7. Labeling: it is a way to jump to conclusions in a negative way about oneself or others using labels such as "he is a jerk," "I am a failure," "he is a loser," "she is a snob.” This error of thought is a form of emotional economy where the labels serve so that the person is not exposed to certain situations or people, however, this does not corroborate if the thoughts are correct or not, while we lose the opportunity to have positive experiences.

8. Should statements: this bias is a way to pressure oneself and others to do or achieve things and can serve as a motivator, but when you do not achieve what is traced you experience strong frustration, for example, "I must always succeed." "You should not make mistakes." "You should have seen that coming and prevented it.” They are inflexible and unrealistic imperatives that will cause the person to experience a strong emotional response if he does not achieve them. Low self-esteem and feelings of overcoming are common results of this bias.

9. Emotional reasoning: is the tendency to believe that our negative emotions reflect reality as it is, for example, a patient used to tell me the following "I feel incompetent, therefore I am good for nothing."

10. Obstacle bias: refers to negative interpretations about challenges, difficulties in life, and our own abilities. It is a way to give up before trying; "I will never be able to achieve it, it is very difficult for me." "It is better if I do not even try because it is certain that I will fail.” This bias is the one that lies behind the tendency to procrastinate because, in front of the challenge, the person postpones their performance to avoid feeling incompetent.

11. Personalization: is the tendency to take responsibility for oneself or blame for situations that happen and that was not directly caused by the person; "She is not answering my calls, that means that I offended her in some way." "It's my fault that she feels depressed." "It's because of me that my team did not win."

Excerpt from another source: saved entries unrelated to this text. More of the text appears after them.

PR #2198, opened 2026-08-23
[Metal] Fix structurization pass on LLVM-22

resetius:
prep step for llvm22

### DIFF
--- a/src/compiler/llvm-to-backend/metal/LLVMToMetal.cpp
+++ b/src/compiler/llvm-to-backend/metal/LLVMToMetal.cpp
@@ -612,7 +612,9 @@ bool LLVMToMetalTranslator::translateToBackendFormat(llvm::Module& FlavoredModul
     FPM.addPass(llvm::DCEPass());
     FPM.addPass(llvm::ADCEPass());
     FPM.addPass(llvm::StructurizeCFGPass());
-    FPM.addPass(llvm::SimplifyCFGPass());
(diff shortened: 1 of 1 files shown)


src/compiler/llvm-to-backend/metal/LLVMToMetal.cpp
```diff
@@ -612,7 +612,9 @@ bool LLVMToMetalTranslator::translateToBackendFormat(llvm::Module& FlavoredModul
     FPM.addPass(llvm::DCEPass());
     FPM.addPass(llvm::ADCEPass());
     FPM.addPass(llvm::StructurizeCFGPass());
-    FPM.addPass(llvm::SimplifyCFGPass());
+    // Since LLVM 22 this pass removes the Flow blocks that StructurizeCFG creates,
+    // so a loop gets more than one exit again. HLExtractorPass needs exactly one
+    FPM.addPass(llvm::SimplifyCFGPass(llvm::SimplifyCFGOptions().setSimplifyCondBranch(false)));
```
sbalint98, line 617: I wonder shouldn`t be this gated for later versions than LLVM 22?

resetius: I don't think we need to gate this. It is better to move SimplifyCFG before StructurizeCFG and remove the flag. Otherwise, a future LLVM version may break the structured CFG again

sbalint98 (approved):

PR #2199, opened 2026-08-23
[Metal] Fix code generation for 128 bit integers

resetius:
prep step for llvm22

### DIFF
--- a/src/compiler/llvm-to-backend/metal/Emitter.cpp
+++ b/src/compiler/llvm-to-backend/metal/Emitter.cpp
@@ -75,6 +75,22 @@ std::optional<uint64_t> getConstU64(llvm::Value* V) {
   return std::nullopt;
 }
 
+bool isWideInteger(const Type* T) {
+  return T->isIntegerTy() && T->getIntegerBitWidth() > 64;
+}
+
+constexpr unsigned supportedWideIntegerOps[] = {
+  Instruction::Shl, Instruction::LShr, Instruction::AShr,
+  Instruction::And, Instruction::Or,   Instruction::Xor,
+};
+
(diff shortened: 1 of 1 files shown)


al42and:
Thanks! Can confirm that this fixes tests for me too :+1: 

But there is yet another case which fails with a similar error even with this PR: `as_type<uint4>((__as_signed(t_sroa_01158_0_copyload_i)) >> (__as_signed(uint4(0x60u, 0x0u, 0x0u, 0x0u))));`

```cpp
#include <sycl/sycl.hpp>

sycl::vec<int, 4> load4(const int* ptr)
{
    sycl::vec<int, 4> v;
    for (int i = 0; i < 4; ++i)
        v[i] = ptr[i];
    return v;
}

int main()
{
    sycl::queue q;
    int         in[4] = { 1, 2, 3, 4 };
    int64_t     out   = 0;
    {
        sycl::buffer<int>     b_in{ in, 4 };
        sycl::buffer<int64_t> b_out{ &out, 1 };

        q.submit(
                [&](sycl::handler& cgh)
                {
                    auto in_acc  = b_in.get_access<sycl::access_mode::read>(cgh);
                    auto out_acc = b_out.get_access<sycl::access_mode::write>(cgh);

                    cgh.single_task(
                            [=]()
                            {
                                sycl::vec<int, 4> v = load4(&in_acc[0]);
                                out_acc[0] = static_cast<int64_t>(v.s3());
                            });
                });
    }
    return 0;
}
```

resetius:
> But there is yet another case which fails with a similar error even with this PR

I hope I've covered all possible cases. I intentionally don't support `__int128` arithmetic.

al42and (approved):
Works for me!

12. Mental filtering: it is the tendency to look for information that fits our pre-established beliefs. For example, if a person is depressed, they will have a tendency to focus on the negative side of life (unfortunate news, personal errors, disregard of others, etc.) and leave aside positive, pleasant, and desirable information.

These biases do not operate exclusively in people who are depressed, anxious, or have some other psychological disorder. Actually, they operate in all of us, because our brain is not accurate and often works as a bad judge who jumps to conclusions or dictates sentence without taking into account the evidence. Therefore, it is desirable that people learn to question their thinking and seek whether they are valid or not, rational or irrational, and what is the bias or error of the thought behind them. Thinking about what is thought is a skill that in psychology is called metacognition, and changing thoughts in more rational, objective, and appropriate ways is part of the cognitive restructuring that is sought in CBT.

If you attend CBT meetings, your therapist will teach you techniques and strategies to clearly identify these biases in your daily life and to be able to modify them for more objective and balanced beliefs. This will allow you to face the adversities in your life and experience more satisfaction in your work, with your friends, with your partner, and in any area of ​​life.